The urgent (primary) or long-lasting primary mechanisms can switch on at the action on the organism of pathogenic stimulus: vascular spasm at blood loss and RBC outcome from blood depots, increase of hemoglobin affinity to the oxygen and change of oxyhemoglobin dissociation curve at hypoxia, etc.
Protective mechanisms are directed on the barring of access to the organism of microbes, pathogenic agents (on their limitation, fixation, neutralization, destruction or quick extermination). This is performed by normal antibodies in blood, lysozyme in saliva, hydrochloric acid in gastric juice. Protective mechanisms are coughing, vomiting, diarrhea. Liver can destroy many exogenous and endogenous types of venom.
Compensatory mechanisms can be primary and secondary ones. So, in highlanders the increase of RBC count, circulating blood volume and pulmonary hypertrophy are observed. The myocardial hypertrophy develops in the patients with heart disease. The weakening of cardiac contractive activity is observed at 5th-9th day after myocardial infarction that prevents muscular rupture due to myomalation.
Protective-accommodative reactions sometimes can be so intensive that it is harmful for the organism: exceed fever, intractable vomiting, proliferation, etc.
Decrease of manifestation possibility, development of compensatory reactions is especially clearly seen at cerebral trauma or at general narcosis. Besides this, at pathology one type of connections (nervous and humoral) are damaged and another ones (emergent) are switching. Emergent regulation is always unprofitable to the organism or exhausts its energetic resources: development of protective inhibition at cerebral cortex at shock, profuse sweating at overheating with disturbances of water-salt metabolism, etc.
The main leading link should be separated in the pathogenesis of diseases. The main link is that one, without which the rest ones are not developing, if the main link is eliminated, the disease will not develop. For example the main link at myxedema is lack of thyroid iodine containing hormones, if they are injected the disease will not develop. At 1st type of diabetes mellitus the main link is lack of insulin.
However the organ of systemic functional disorders occurring at development of the disease can become the causes of disorders by themselves, i.e. cause and consequence are exchanging with places. This state in pathology is named circulus vitiosus. The example of circulus vitiosus is ‘blood loss – circulatory and hemic hypoxia – tissue hypoxia – acute left ventricular failure – increase of circulatory and hemic hypoxia’.
Specific and nonspecific in pathogenesis. Specific one completely depends on properties and peculiarities of cause and determines main disease’s characteristics and makes the basis for diagnostic.
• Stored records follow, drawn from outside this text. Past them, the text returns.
PR #651, opened 2025-02-18
git/git-conflict: avoid shadowing builtin keybinds

horriblename:
The current default git-conflict keybinds _conflicts_ with vim's builtin keybinds. This PR prefixes
them with the `<leader>` key


NotAShelf:
A changelog addition would be nice, this is a breaking change all things considered.

NotAShelf (approved):

PR #656, opened 2025-02-20
neovim/init: add autocommand & autogroup APIs

NotAShelf:
Adds `vim.augroups` and `vim.autocmds` as Nix-native APIs for defining autocommands and autogroups in Nix. The implementation is a bit hacky, and relies on Lua instead of Nix for resolving auto{cmd,group} tables but should work as intended. Basic testing yields no errors, but I'll know for sure after I convert all of my autocommands to the new format.

### DIFF
--- a/modules/neovim/init/autocmds.nix
+++ b/modules/neovim/init/autocmds.nix
@@ -1,0 +1,185 @@
+{
+  config,
+  lib,
+  ...
+}: let
+  inherit (lib.options) mkOption mkEnableOption literalExpression;
+  inherit (lib.lists) filter;
+  inherit (lib.strings) optionalString;
+  inherit (lib.types) nullOr submodule listOf str bool;
+  inherit (lib.nvim.types) luaInline;
+  inherit (lib.nvim.lua) toLuaObject;
+  inherit (lib.nvim.dag) entryAfter;
+
+  autocommandType = submodule {
+    options = {
+      enable =
+        mkEnableOption ""
+        // {
+          default = true;
+          description = "Whether to enable this autocommand";
+        };
+
+      event = mkOption {
+        type = nullOr (listOf str);
+        default = null;
+        example = ["BufRead" "BufWritePre"];
+        description = "The event(s) that trigger the autocommand.";
+      };
+
+      pattern = mkOption {
+        type = nullOr (listOf str);
+        default = null;
+        example = ["*.lua" "*.vim"];
+        description = "The file pattern(s) that determine when the autocommand applies).";
+      };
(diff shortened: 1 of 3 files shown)


horriblename (dismissed):

modules/neovim/init/autocmds.nix
```diff
@@ -0,0 +1,183 @@
...
+        type = nullOr (listOf str);
+        default = null;
+        example = ["*.lua" "*.vim"];
+        description = "The file pattern(s) that determine when the autocommand applies).";
+      };
+
+      callback = mkOption {
+        type = nullOr luaInline;
+        default = null;
+        example = ''
```
horriblename, line 40: perhaps add the `lib.generators.mkLuaInline` part?

horriblename: or make it a string and use `apply` to auto luaInline it

modules/neovim/init/autocmds.nix
```diff
@@ -0,0 +1,183 @@
...
+              }
+            )
+          end
+        '');
+      };
+    };
+
+    assertions = [
+      {
+        assertion = builtins.all (cmd: !(cmd.command != null && cmd.callback != null)) cfg.autocmds;
```
horriblename, line 178: is it required to have exactly one of them? if so, please use an xor

if not, I'd prefer `cmd.command == null || cmd.callback == null` but this is more a style nitpick

NotAShelf: Technically you can have an autocommand without either, but it doesn't make sense to.

modules/neovim/init/autocmds.nix
```diff
@@ -0,0 +1,183 @@
...
+        description = "The file pattern(s) that determine when the autocommand applies).";
+      };
+
+      callback = mkOption {
+        type = nullOr luaInline;
+        default = null;
+        example = ''
+          function()
+              print("Saving a Lua file...")
+          end,
```
horriblename, line 43:
```suggestion
          end
```

luaInline should be valid lua expressions

modules/neovim/init/autocmds.nix
horriblename: yea this is fine

modules/neovim/init/autocmds.nix
horriblename: nvim throws error if both are missing, xor this please

horriblename (changes requested):

horriblename (approved):

PR #672, opened 2025-02-28
plugins/utility/harpoon: added harpoon

UltraGhostie:
Harpoon (branch harpoon2) has been added as a plugin. Set under navigation to allow for more navigation plugins to be added in the future (set telescope under navigation?).
Basic options and keybinds are included.

First nvf and nix contribution, followed the guidelines as well as I could but tips and improvements appreciated :)

### DIFF
--- a/modules/plugins/utility/harpoon/config.nix
+++ b/modules/plugins/utility/harpoon/config.nix
@@ -1,0 +1,51 @@
+{
+  options,
+  config,
+  lib,
+  ...
+}: let
+  inherit (lib.modules) mkIf;
+  inherit (lib.lists) optionals;
+  inherit (lib.strings) concatStrings;
+  inherit (lib.nvim.binds) pushDownDefault mkKeymap;
+
+  cfg = config.vim.navigation.harpoon;
+
+  keys = cfg.mappings;
+  inherit (options.vim.navigation.harpoon) mappings;
+in {
+  config = mkIf cfg.enable {
+    vim = {
+      startPlugins = ["plenary-nvim"];
+
+      lazy.plugins.harpoon = {
+        package = "harpoon";
+        setupModule = "harpoon";
+        inherit (cfg) setupOpts;
+
+        before = ''
+        '';
+
+        after = ''
+          local harpoon = require("harpoon")
+          harpoon.setup({})
+        '';
+
+        cmd = ["Harpoon"];
+
+        keys = [
+          (mkKeymap "n" keys.markFile "<Cmd>lua require('harpoon'):list():add()<CR>" {desc = mappings.markFile.description;})
+          (mkKeymap "n" keys.listMarks "<Cmd>lua require('harpoon').ui:toggle_quick_menu(require('harpoon'):list())<CR>" {desc = mappings.listMarks.description;})
+          (mkKeymap "n" keys.file1 "<Cmd>lua require('harpoon'):list():select(1)<CR>" {desc = mappings.file1.description;})
+          (mkKeymap "n" keys.file2 "<Cmd>lua require('harpoon'):list():select(2)<CR>" {desc = mappings.file2.description;})
+          (mkKeymap "n" keys.file3 "<Cmd>lua require('harpoon'):list():select(3)<CR>" {desc = mappings.file3.description;})
+          (mkKeymap "n" keys.file4 "<Cmd>lua require('harpoon'):list():select(4)<CR>" {desc = mappings.file4.description;})
+        ];
+      };
+
+      binds.whichKey.register = pushDownDefault {
+        "<leader>a" = "Harpoon Mark";
+      };
+    };
+  };
+}
--- a/modules/plugins/utility/harpoon/default.nix
+++ b/modules/plugins/utility/harpoon/default.nix
@@ -1,0 +1,6 @@
+_: {
+  imports = [
+    ./harpoon.nix
+    ./config.nix
+  ];
+}
--- a/modules/plugins/utility/harpoon/harpoon.nix
+++ b/modules/plugins/utility/harpoon/harpoon.nix
@@ -1,0 +1,45 @@
+{lib, ...}: let
+  inherit (lib.options) mkEnableOption mkOption;
+  inherit (lib.types) bool;
+  inherit (lib.nvim.binds) mkMappingOption;
+  inherit (lib.nvim.types) mkPluginSetupOption luaInline;
+  inherit (lib.generators) mkLuaInline;
+  setupOptions = {
+    defaults = {
+      save_on_toggle = mkOption {
+        description = "any time the ui menu is closed then we will save the state back to the backing list, not to the fs";
+        type = bool;
+        default = false;
+      };
+      sync_on_ui_close = mkOption {
+        description = "any time the ui menu is closed then the state of the list will be sync'd back to the fs";
+        type = bool;
+        default = false;
+      };
+      key = mkOption {
+        description = "how the out list key is looked up. This can be useful when using worktrees and using git remote instead of file path";
+        type = luaInline;
+        default = mkLuaInline ''
+          function()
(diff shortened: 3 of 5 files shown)


modules/plugins/utility/harpoon/config.nix
```diff
@@ -0,0 +1,51 @@
...
+    vim = {
+      startPlugins = ["plenary-nvim"];
+
+      lazy.plugins.harpoon = {
+        package = "harpoon";
+        setupModule = "harpoon";
+        inherit (cfg) setupOpts;
+
+        before = ''
+        '';
```
NotAShelf, line 27: You do not need to set this if there is nothing to be done before the setup function.

modules/plugins/utility/harpoon/config.nix
```diff
@@ -0,0 +1,51 @@
...
+
+        after = ''
+          local harpoon = require("harpoon")
+          harpoon.setup({})
+        '';
```
NotAShelf, line 32: The `inherit (cfg) setupOpts;` line already handles this, you may safely omit this since the setup function will be constructed from `vim.navigation.harpoon` and added to the Lua configuration.

modules/plugins/utility/harpoon/default.nix
```diff
@@ -0,0 +1,6 @@
+_: {
```
NotAShelf, line 1:
```suggestion
{
```

No need for the empty argument placeholder, since this file will never receive arguments in the future.

modules/plugins/utility/harpoon/harpoon.nix
```diff
@@ -0,0 +1,45 @@
...
+      };
+      key = mkOption {
+        description = "how the out list key is looked up. This can be useful when using worktrees and using git remote instead of file path";
+        type = luaInline;
+        default = mkLuaInline ''
+          function()
+            return vim.loop.cwd()
+          end
+        '';
+      };
```
NotAShelf, line 27: Please order `mkOption` arguments as
1. type
2. default
3. (optional) example
4. description

This helps minimize diffs based on how likely an option is going to change. 

Additionally, it would better align with our style preferences if you could
- keep description lines to 80 characters per line. You can use multiple lines with multiline strings, e.g.:
```
description = ''
First line
Second line
''
```
Lastly, please capitalize the first letter of the description for `mkOption` description. `mkEnableOption` prepends "Whether to..." to the description, but this is not the case for `mkOption`.

modules/plugins/utility/harpoon/harpoon.nix
```diff
@@ -0,0 +1,45 @@
...
+    mappings = {
+      markFile = mkMappingOption "Mark file [Harpoon]" "<leader>a";
+      listMarks = mkMappingOption "List marked files [Harpoon]" "<C-e>";
+      file1 = mkMappingOption "Go to marked file 1 [Harpoon]" "<C-j>";
+      file2 = mkMappingOption "Go to marked file 2 [Harpoon]" "<C-k>";
+      file3 = mkMappingOption "Go to marked file 3 [Harpoon]" "<C-l>";
+      file4 = mkMappingOption "Go to marked file 4 [Harpoon]" "<C-;>";
+    };
+
+    enable = mkEnableOption "Harpoon: quick bookmarks on keybinds";
```
NotAShelf, line 41:
```suggestion
    enable = mkEnableOption "quick bookmarks on keybinds [Harpoon] ";
```

modules/plugins/utility/harpoon/harpoon.nix
```diff
@@ -0,0 +1,45 @@
...
+
+    setupOpts = mkPluginSetupOption "Harpoon" setupOptions;
```
NotAShelf, line 43: There is no need to store `setupOptions` in a variable here, since it is not likely to be reused. Putting the entire set into a `let in` block introduces a small overhead in performance, although negligible. You can define it here as `setupOpts = mkPluginSetupOption "Harpoon" { ... }` directly.

NotAShelf (changes requested):
Looks good to me overall! I've requested some changes to remain consistent with our stylistic choices, and to remain consistent with wording, code styles etc. If you could also add a changelog entry, this'll be good to merge.

modules/plugins/utility/harpoon/harpoon.nix
UltraGhostie: Descriptions are slightly weirdly formatted in file after `nix fmt` but I suppose that is expected

modules/plugins/utility/harpoon/harpoon.nix
```diff
@@ -0,0 +1,47 @@
...
+        };
+        key = mkOption {
+          type = luaInline;
+          default = mkLuaInline ''
+            function()
+              return vim.loop.cwd()
+            end
+          '';
+          description = ''            How the out list key is looked up. This can be useful
+                    when using worktrees and using git remote instead of file path'';
```
NotAShelf, line 42: The descriptions indicate alejandra did something wrong with formatting. Please try to format them as

```
''
text
''
```

NotAShelf:
Left one quick comment, LGTM otherwise.

modules/plugins/utility/harpoon/harpoon.nix
```diff
@@ -0,0 +1,53 @@
...
+    enable = mkEnableOption "Quick bookmarks on keybinds [Harpoon]";
+
+    setupOpts = mkPluginSetupOption "Harpoon" {
+      defaults = {
+        save_on_toggle = mkOption {
+          type = bool;
+          default = false;
+          description = ''
+            Any time the ui menu is closed then we will save the
+                      state back to the backing list, not to the fs
```
NotAShelf, line 27:
```suggestion
            Any time the ui menu is closed then we will save the
            state back to the backing list, not to the fs
```

modules/plugins/utility/harpoon/harpoon.nix
```diff
@@ -0,0 +1,53 @@
...
+          '';
+        };
+        sync_on_ui_close = mkOption {
+          type = bool;
+          default = false;
+          description = ''
+            Any time the ui menu is closed then the state of the
+                      list will be sync'd back to the fs
```
NotAShelf, line 35:
```suggestion
            Any time the ui menu is closed then the state of the
            list will be sync'd back to the fs
```

modules/plugins/utility/harpoon/harpoon.nix
```diff
@@ -0,0 +1,53 @@
...
+        key = mkOption {
+          type = luaInline;
+          default = mkLuaInline ''
+            function()
+              return vim.loop.cwd()
+            end
+          '';
+          description = ''
+            How the out list key is looked up. This can be useful
+                      when using worktrees and using git remote instead of file path
```
NotAShelf, line 47:
```suggestion
            How the out list key is looked up. This can be useful
            when using worktrees and using git remote instead of file path
```

NotAShelf (changes requested):
Sorry for all the nitpicks, last change I promise :)

UltraGhostie:
> Sorry for all the nitpicks, last change I promise :)

Don't worry, I understand the benefits of uniform code style :)

NotAShelf (dismissed):

NotAShelf:
The editorconfig check seems to be failing.

https://github.com/NotAShelf/nvf/actions/runs/13677849178/job/38253940120?pr=672

Please save the changelog with editorconfig enabled.

UltraGhostie:
Installing EditorConfig for VSCode with workspace being in the top directory and re-saving `rl-0.8.md` does not seem to do anything, no change that Git can detect at least.

NotAShelf (approved):

NotAShelf:
There is a small formatting woe in the diff, but at this point I could care less. I'm more interested in getting Harpoon in the module system than a nitpick.

Thank you for your efforts!

Issue #675, opened 2025-03-01
Delayed L key


butzist:
### ⚠️ Please verify that this bug has NOT been reported before.

- [x] I checked all existing issues and didn't find a similar issue

### Description

When navigating in normal mode, the execution of the L key (right, by default) is delayed by about a second. I was able to trace this down to setting `programs.nvf.settings.vim.lsp.nvim-docs-view.enable = true`.

### 👟 Reproduction steps

- Set `programs.nvf.settings.vim.lsp.nvim-docs-view.enable = true`
- Press the L key (lowercase) in normal mode

### 👀 Expected behavior

Move caret to right immediately

### 😓 Actual Behavior

Movement is delayed by about 1s

### 💻 Metadata

 - system: `"x86_64-linux"`  - host os: `Linux 6.13.4, NixOS, 25.05 (Warbler), 25.05.20250224.0196c01`  - multi-user?: `yes`  - sandbox: `yes`  - version: `nix-env (Nix) 2.24.12`  - nixpkgs: `/nix/store/593xvgv994xlkm5mb7w4p1xxnzrs9wv6-source`

### 📝 Relevant log output

```bash
nothing relevant
```

NotAShelf:
Thank you for the report.

Looking into the code, I think it's because hijack `lvt` and `lvu` as keybinds when it should be `<leader>lvt` and `<leader>lvu`. I'm currently away from my main system and cannot push a fix, but I would welcome a PR for this.

Alternatively, you can change the keybindins in your configuration manually.

butzist:
Agree, will create a PR

NotAShelf:
Closed by #677

PR #677, opened 2025-03-01
plugins/nvim-docs-view: fix default mappings (#675)

butzist:
Default mappings of plugin nvim-docs-view conflict with directional navigation in normal mode. This PR prefixes the keybindings with the leader key.


NotAShelf (approved):
LGTM, thank you!

PR #676, opened 2025-03-01
languages/yaml: Init

TheMaxMur:
## Sanity Checking

[editorconfig]: https://editorconfig.org
[changelog]: https://github.com/NotAShelf/nvf/tree/main/docs/release-notes
[hacking nvf]: https://notashelf.github.io/nvf/index.xhtml#sec-guidelines

- [x] I have updated the [changelog] as per my changes
- [x] I have tested, and self-reviewed my code
- [ ] My changes fit guidelines found in [hacking nvf]
- Style and consistency
  - [x] I ran **Alejandra** to format my code (`nix fmt`)
  - [x] My code conforms to the [editorconfig] configuration of the project
  - [x] My changes are consistent with the rest of the codebase
- If new changes are particularly complex:
  - [ ] My code includes comments in particularly complex areas
  - [ ] I have added a section in the manual
  - [ ] _(For breaking changes)_ I have included a migration guide
- Package(s) built:
  - [x] `.#nix` _(default package)_
  - [x] `.#maximal`
  - [x] `.#docs-html` _(manual, must build)_
  - [x] `.#docs-linkcheck` _(optional, please build if adding links)_
- Tested on platform(s)
  - [x] `x86_64-linux`
  - [ ] `aarch64-linux`
  - [ ] `x86_64-darwin`
  - [ ] `aarch64-darwin`

---

Add a :+1: [reaction] to [pull requests you find important].

[reaction]: https://github.blog/2016-03-10-add-reactions-to-pull-requests-issues-and-comments/
[pull requests you find important]: https://github.com/NixOS/nixpkgs/pulls?q=is%3Aopen+sort%3Areactions-%2B1-desc

PR #679, opened 2025-03-01
languages/helm: Initial Helm chart language support

butzist:
Depends on #676 and #680

Adds language support for Helm charts via `helm-ls` and `vim-helm`

### DIFF
--- a/docs/release-notes/rl-0.8.md
+++ b/docs/release-notes/rl-0.8.md
@@ -243,3 +243,7 @@
 [BANanaD3V](https://github.com/BANanaD3V):
 
 - `alpha` is now configured with nix.
+
+[Butzist](https://github.com/butzist)
+
+- Add Helm chart support under `vim.languages.helm`.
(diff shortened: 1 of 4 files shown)


butzist:
Will rebase once #676  is merged

NotAShelf:
#676 is now merged.

butzist:
Rebased, but should be probably merged after #680

butzist:
@NotAShelf Should be ready for review now

butzist:
If I understand the issue correctly, the filetype is first set to yaml, which starts the yamlls, and then later adjusted to ft=helm, which starts the second lsp. The `ft` arg to lazy is supposed to only load the plugin when a specific filetype is detected. Not sure how this solves the issue, though.
 
 If we can't reproduce a similar behaviour, then probably killing the wrong lsp is the best solution. At least I tested it in both configurations: yaml only and yaml+helm

horriblename:
just a hunch but I'm guessing this is caused by mnw appending plugins to rtp. will dig around abit later

butzist:
@NotAShelf Can we then keep the solution as-is, and refine if we find a better one? For me it works fine so far.
Any other changes that I should address?

butzist:
Ready, thank you for the review

PR #687, opened 2025-03-05
Hide conform and nvim-lint

horriblename:
fixes nvim-lint options and hides conform and nvim-lint, since they're both not ready for use


LilleAila (commented):
Is there really any reason to add `internal = true` to the modules? They work perfectly fine for me, so i don't see any reason of doing that, even though `null-ls` is still the default. Otherwise LGTM.

NotAShelf:
bc978c4fad0645a2cc010783b2f411b8800e9a37 fixes the invalid setup table, so I'm closing this. We will need to re-visit nvim-lint regardless, but I do not have the energy for it right now. PRs welcome, but the error should no longer occur so I'm closing in the hopes of making the linter packages *declarative* in the future.

PR #691, opened 2025-03-07
Add a working copilot plugin.

anicolao:
The `copilot-lua` plugin that is included with `nvf` doesn't work at all for me, while the official plugin works excellently. Add a `"copilot"` option so that users can use the official plugin if they like.

Also fix a typo reported by me as a bug in the `npins` JSON because without that fix the `npins` doesn't work.

### DIFF
--- a/npins/sources.json
+++ b/npins/sources.json
@@ -279,6 +279,21 @@
       "url": "https://github.com/stevearc/conform.nvim/archive/a6f5bdb78caa305496357d17e962bbc4c0b392e2.tar.gz",
       "hash": "1jkm8pbfnp2s9y70cc67pj2fa25a4jl1y4lx6y1k5i323f4lplhz"
     },
+    "copilot": {
+      "type": "GitRelease",
+      "repository": {
+        "type": "GitHub",
+        "owner": "github",
+        "repo": "copilot.vim"
+      },
+      "pre_releases": false,
+      "version_upper_bound": null,
+      "release_prefix": null,
+      "version": "v1.43.0",
+      "revision": "5015939f131627a6a332c9e3ecad9a7cb4c2e549",
+      "url": "https://api.github.com/repos/github/copilot.vim/tarball/v1.43.0",
+      "hash": "198mymn0ad1kzqzs1rimrhq7z3nrami45fp3yqnwp15am8bxmwi0"
+    },
     "copilot-cmp": {
       "type": "Git",
       "repository": {


NotAShelf:
There is no need to modify the pins here if we are not adding a module. nvf provides an extra plugins API that you can use to install and configure plugins without relying on upstream (us.) I would encourage using said API, or refactoring to also include a module.

Note that I am not too keen on vimscript plugins. copilot.vim is very slow, and is not designed with modern setups in mind. Copilot.lua is supposed to be feature complete, but if I recall correctly the author was not able to work on bugfixes. Perhaps there is a fork that we can use?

Nonspecific one means mechanisms of standard response on any pathogenic factor directed on increase of organism resistance to damage and are performed at participation of nervous and endocrine system. Nervous nonspecific changes (paraiosis, pathological dominant, disorders of cortico-visceral relations, neuro-dystrophic processes) and endocrine changes (general adaptive syndrome) are separated.